Most Machine Learning applications involve these steps:
- Collect data and define the appropriate ML task for your application.
- Explore the data to see if it exhibits any fundamental problems.
- Preprocess the data into a format suitable for ML modeling.
- Train a straightforward ML model that is expected to perform reasonably.
- Investigate shortcomings of the model and the dataset.
- Improve the dataset to address its shortcomings.
- Improve the model (architecture search, regularization, hyperparameter tuning, ensembling different models).
- Deploy model and monitor subsequent data for new issues.
This lecture will focus on step 5, the foundation for improving ML performance. Topics covered include:
- Evaluation of ML models (a prerequisite for improving them).
- Handling poor model performance for some particular subpopulation.
- Measuring the influence of individual datapoints on the model.

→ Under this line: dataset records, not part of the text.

PR #949, opened 2024-06-21
fix: add router_basename for models with compound words

bzwei:
It helps to reverse the url to access the resource

Needed by https://github.com/ansible/django-ansible-base/blob/devel/ansible_base/lib/abstract_models/common.py#L21

AAP-25487: Role user assignment response missing content_object except for Activations

### DIFF
--- a/src/aap_eda/core/models/credential_type.py
+++ b/src/aap_eda/core/models/credential_type.py
@@ -20,6 +20,8 @@ __all__ = ("CredentialType",)
 
 
 class CredentialType(BaseOrgModel, UniqueNamedModel):
+    router_basename = "credentialtype"
+
     class Meta:
         db_table = "core_credential_type"
         constraints = [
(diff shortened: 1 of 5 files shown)


Alex-Izquierdo (commented):
Why shouldn't we have this field defined in all our models?

bzwei:
> Why shouldn't we have this field defined in all our exposed models?
Adding this field to single word models does not change the resulting base name, but yes we can do this to all exposed models.

src/aap_eda/core/models/credential_type.py
```diff
@@ -20,6 +20,8 @@
 
 
 class CredentialType(BaseOrgModel, UniqueNamedModel):
+    router_basename = "credentialtype"
```
mkanoor, line 23: @bzwei Should this be a meta property?

bzwei: no. it is a class variable. I followed the example of DAB

mkanoor (approved):

hsong-rh (approved):

PR #950, opened 2024-06-24
fix: validate registry credential for completeness

mkanoor:
For container registry credential you need
 * username and password 
 or
  * password (token)

If one of the above conditions is not met we will treat it as a Bad Request and not create the Decision Environment

https://issues.redhat.com/browse/AAP-23517

### DIFF
--- a/src/aap_eda/api/serializers/decision_environment.py
+++ b/src/aap_eda/api/serializers/decision_environment.py
@@ -49,7 +49,7 @@ class DecisionEnvironmentCreateSerializer(serializers.ModelSerializer):
         required=False,
         allow_null=True,
         validators=[
-            validators.check_credential_types_for_registry,
+            validators.check_credential_registry_username_password,
         ],
     )
 
--- a/src/aap_eda/core/validators.py
+++ b/src/aap_eda/core/validators.py
@@ -77,14 +77,6 @@ def check_credential_types_for_activation(eda_credential_id: int) -> int:
     return eda_credential_id
 
 
-def check_credential_types_for_registry(eda_credential_id: int) -> int:
-    check_credential_types(
-        eda_credential_id, [enums.DefaultCredentialType.REGISTRY]
-    )
-
-    return eda_credential_id
-
-
 def check_credential_types_for_gpg(eda_credential_id: int) -> int:
     check_credential_types(
         eda_credential_id, [enums.DefaultCredentialType.GPG]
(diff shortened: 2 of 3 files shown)


src/aap_eda/core/validators.py
```diff
@@ -235,3 +235,23 @@ def check_credential_types(
...
+def check_credential_registry_username_password(
+    eda_credential_id: int,
+) -> int:
+    credential = get_credential_if_exists(eda_credential_id)
+    name = credential.credential_type.name
+    if name != enums.DefaultCredentialType.REGISTRY.value:
+        raise serializers.ValidationError(
+            "The type of credential can only be one of "
+            f"['{enums.DefaultCredentialType.REGISTRY.value}']"
+        )
```
jshimkus-rh, line 249: We should be able to simply use `enums.DefaultCredentialType.REGISTRY`.

If not that's an issue but unrelated to these changes.

src/aap_eda/core/validators.py
```diff
@@ -235,3 +235,23 @@ def check_credential_types(
...
+    inputs = yaml.safe_load(credential.inputs.get_secret_value())
+    username = inputs.get("username", "")
+    password = inputs.get("password", "")
+    if not username and not password:
+        raise serializers.ValidationError(
+            "Need username and password or just token in credential"
+        )
```
jshimkus-rh, line 256: This check would allow username by itself to be considered valid.

src/aap_eda/api/serializers/decision_environment.py
```diff
@@ -49,7 +49,7 @@ class DecisionEnvironmentCreateSerializer(serializers.ModelSerializer):
         required=False,
         allow_null=True,
         validators=[
-            validators.check_credential_types_for_registry,
```
hsong-rh, line 52: Should we remove this unused function [`check_credential_types_for_registry`](https://github.com/ansible/eda-server/pull/950/files#diff-0fc6d501fb19fb05efa10f75a58fc762f5aec1ecf8ecd80fa488d619f346b626R80)?

tests/integration/api/test_decision_environment.py
```diff
@@ -92,6 +92,55 @@ def test_create_decision_environment(
...
+            status.HTTP_400_BAD_REQUEST,
+            "Need username and password or just token in credential",
+        ),
+        (
+            {"host": "quay.io", "password": "token1"},
+            status.HTTP_201_CREATED,
+            "",
+        ),
+    ],
+)
```
jshimkus-rh, line 109: Add a set to test username w/o password.  Result should be status.HTTP_400_BAD_REQUEST.

mkanoor: Done

jshimkus-rh (approved):

hsong-rh (approved):

PR #951, opened 2024-06-25
fix: allow to update project organization

bzwei:
AAP-25825: The PATCH /projects<id> api does not update the organization_id

### DIFF
--- a/tests/integration/api/test_project.py
+++ b/tests/integration/api/test_project.py
@@ -586,14 +586,16 @@ def test_partial_update_project(
     new_project: models.Project,
     default_scm_credential: models.EdaCredential,
     default_gpg_credential: models.EdaCredential,
-    admin_client: APIClient,
+    superuser_client: APIClient,
 ):
     assert new_project.eda_credential_id is None
     assert new_project.signature_validation_credential_id is None
     assert new_project.verify_ssl is False
 
+    new_org = models.Organization.objects.create(name="new org")
     new_data = {
         "name": "new-project-updated",
+        "organization_id": new_org.id,
         "eda_credential_id": default_scm_credential.id,
         "signature_validation_credential_id": default_gpg_credential.id,
         "scm_branch": "main",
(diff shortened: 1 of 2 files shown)


tests/integration/api/test_project.py
```diff
@@ -586,29 +586,32 @@ def test_partial_update_project(
...
+        "organization_id": new_org.id,
         "eda_credential_id": default_scm_credential.id,
         "signature_validation_credential_id": default_gpg_credential.id,
         "scm_branch": "main",
         "scm_refspec": "ref1",
         "verify_ssl": True,
         "proxy": "http://user:$encrypted$@myproxy.com",
     }
-    response = admin_client.patch(
+    response = superuser_client.patch(
```
mkanoor, line 606: @bzwei why did we have to switch to superuser_client, wouldn't admin_client have sufficed. Are we short circuiting the RBAC check

jshimkus-rh (approved):

tests/integration/api/test_project.py
bzwei: pytest admin_client is created with roles in default org only.
This test is mainly focus on bringing back the missing field, not for rbac check.

hsong-rh (approved):

Dostonbek1:
I'm not quite sure if allowing changing organization for project makes sense to me. Following the RBAC hierarchy Organization -> Project, we are essentially migrating a project from one org to another. Even if we allow that, should the permission for that be more strict, e.g. only Admin user of both orgs can perform this change, not just anyone with change_project permission? @AlanCoding could you chime in, in case I'm missing something here?

bzwei:
If project does not allow to switch organization, what about other types such as DecisionEnviornment, EdaCredential, ad CredentialType? They all allow to switch organizations by the PATCH method. We need to be consistent.

Dostonbek1 (approved):
@bzwei Looking at the Controller behavior, we do allow changing the organization for projects, so the changes in this PR look good to me. As for RBAC policy, the user has to have `change` permission on the new organization that the project is moving to, which I think is the expected behavior.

A Recap of Multi-class Classification
Here we focus on classification tasks, although the same ideas presented in this lecture are applicable to other supervised learning tasks as well. Let’s quickly recap the standard classification setting with $K$ classes [R08, HTF17].
In classification, we have a training dataset $\mathcal{D}$ with $n$ examples: $(x_i, y_i) \sim P_{XY}$ sampled from some underlying distribution (a.k.a. population) over features $X$ and class labels $Y$. Here $y_i \in \{1, 2, \dots, K\}$ denotes the class label of the $i$th example (one of $K$ possible classes) and $x_i$ are some feature measurements used to represent the $i$th example (e.g. pixel intensities of an image).

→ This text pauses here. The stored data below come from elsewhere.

PR #955, opened 2024-06-27
fix: exclude system user from user list view

bzwei:
AAP-23939: EDA/AWX org-level role assignments return 400 for gateway users "_system" and "admin"

### DIFF
--- a/src/aap_eda/api/views/user.py
+++ b/src/aap_eda/api/views/user.py
@@ -241,6 +241,9 @@ class UserViewSet(
 
     def filter_queryset(self, qs):
         qs = visible_users(self.request.user, queryset=qs)
+        if not self.kwargs or "pk" not in self.kwargs:
+            # TODO: hardcode for now, will need to use settings.SYSTEM_USERNAME
+            qs = qs.exclude(username="_system")
         return super().filter_queryset(qs)
 
     def get_serializer_class(self):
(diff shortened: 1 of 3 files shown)


tests/integration/api/test_user.py
```diff
@@ -339,6 +349,7 @@ def test_list_users(
             "resource_type": admin_user.resource.resource_type,
         },
     }
+    assert results[0]["id"] != system_user.id
```
Alex-Izquierdo, line 352: This should not check for all the results instead of just the first one?

src/aap_eda/api/views/user.py
```diff
@@ -241,6 +241,9 @@ class UserViewSet(
 
     def filter_queryset(self, qs):
         qs = visible_users(self.request.user, queryset=qs)
+        if not self.kwargs or "pk" not in self.kwargs:
+            # TODO: hardcode for now, will need to use settings.SYSTEM_USERNAME
+            qs = qs.exclude(username="_system")
```
jshimkus-rh, line 246: Can we add `settings.SYSTEM_USERNAME` and default that to `_system`?

tests/integration/api/test_user.py
bzwei: there is a `len(results) == 1` check above

src/aap_eda/api/views/user.py
bzwei: No. It causes some other problem that needs to be addressed post GA.

Alex-Izquierdo (approved):

jshimkus-rh (approved):

Dostonbek1 (approved):
tested, lgtm.

PR #957, opened 2024-07-01
chore: support workers startup order with podman-compose

Alex-Izquierdo:
We rely on the healthcheck and depends_on::condition in our docker-compose files to ensure the correct startup order. Since podman-compose doesn't support it, add the wait_for_migrations command before the rq workers to ensure they are executed after the api pod and avoid errors like:
```
[eda-default-worker]    | django.db.utils.ProgrammingError: relation "core_activation_request_queue" does not exist
[eda-default-worker]    | LINE 1: ...re_activation_request_queue"."activation_id" FROM "core_acti...
```


tools/docker/docker-compose-mac.yml
```diff
@@ -96,10 +96,12 @@ services:
...
       - label=disable
     command:
-      - aap-eda-manage
-      - rqworker
-      - --worker-class
-      - aap_eda.core.tasking.DefaultWorker
+      - /bin/bash
+      - -c
+      - >-
+        aap-eda-manage wait_for_migrations -t ${EDA_WAIT_FOR_MIGRATIONS_TIMEOUT:-30};
```
hsong-rh, line 102: Should we add the same `wait_for_migration` line for [eda-ws](https://github.com/ansible/eda-server/pull/957/files#diff-356c78596b94c6e2943ec4bb62a483fa30a7ac113de4eede37310b0d38cbdfc0L83) in this file?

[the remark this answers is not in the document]
Alex-Izquierdo: added

Alex-Izquierdo: added

Alex-Izquierdo:
It seems the e2e fails because the import project task reach the timeout. I have seen other failures today, I feel CI is having today a bad network performance.

hsong-rh (approved):

jshimkus-rh (approved):

Alex-Izquierdo:
The multinode tests always fails with the same error related with project import. I have no idea why and it seems the change in the PR has not relation with it, but it fails. I need to investigate further why is failing.

Alex-Izquierdo:
It is a performance issue, increasing the timeout in the test suite solves the problem: https://github.com/ansible/eda-server/actions/runs/9764139814/job/26951732995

Goal: Use $\mathcal{D}$ to train a model $M$, which given an example with new feature values $x$, produces a vector of predicted class probabilities $M(x) = [p_1,\dots, p_K]$ whose $k$th entry approximates $P(Y = k \mid X = x)$.

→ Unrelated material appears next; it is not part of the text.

PR #958, opened 2024-07-01
fix: [AAP-26461] Disallow null organization id for project update

jshimkus-rh:


mkanoor:
@jshimkus-rh This seems to be similar for DE https://github.com/ansible/eda-server/blob/3c68bc2e64254c93fd6b2e74016705375d18d579/src/aap_eda/api/serializers/decision_environment.py#L45 Should we fix both of them Project/Decision Environment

For a particular loss function that scores each model prediction, we seek a model $M$ that optimizes:
\[\min_M \ \mathbb{E}_{(x,y) \sim P_{XY}} \ \big[ \text{Loss}\big(M(x), y \big) \big]\]Key assumptions:
- Data encountered during deployment will stem from the same distribution $P_{XY}$ as our training data $\mathcal{D}$.
- Training data $(x_i, y_i)$ are independent and identically distributed (IID).
- Each example belongs to exactly one class.
In practice always consider:
- including an “Other” class and redefining your classes to be more disjoint if worried that two classes may both be appropriate for some examples (e.g. “laptop” and “computer”).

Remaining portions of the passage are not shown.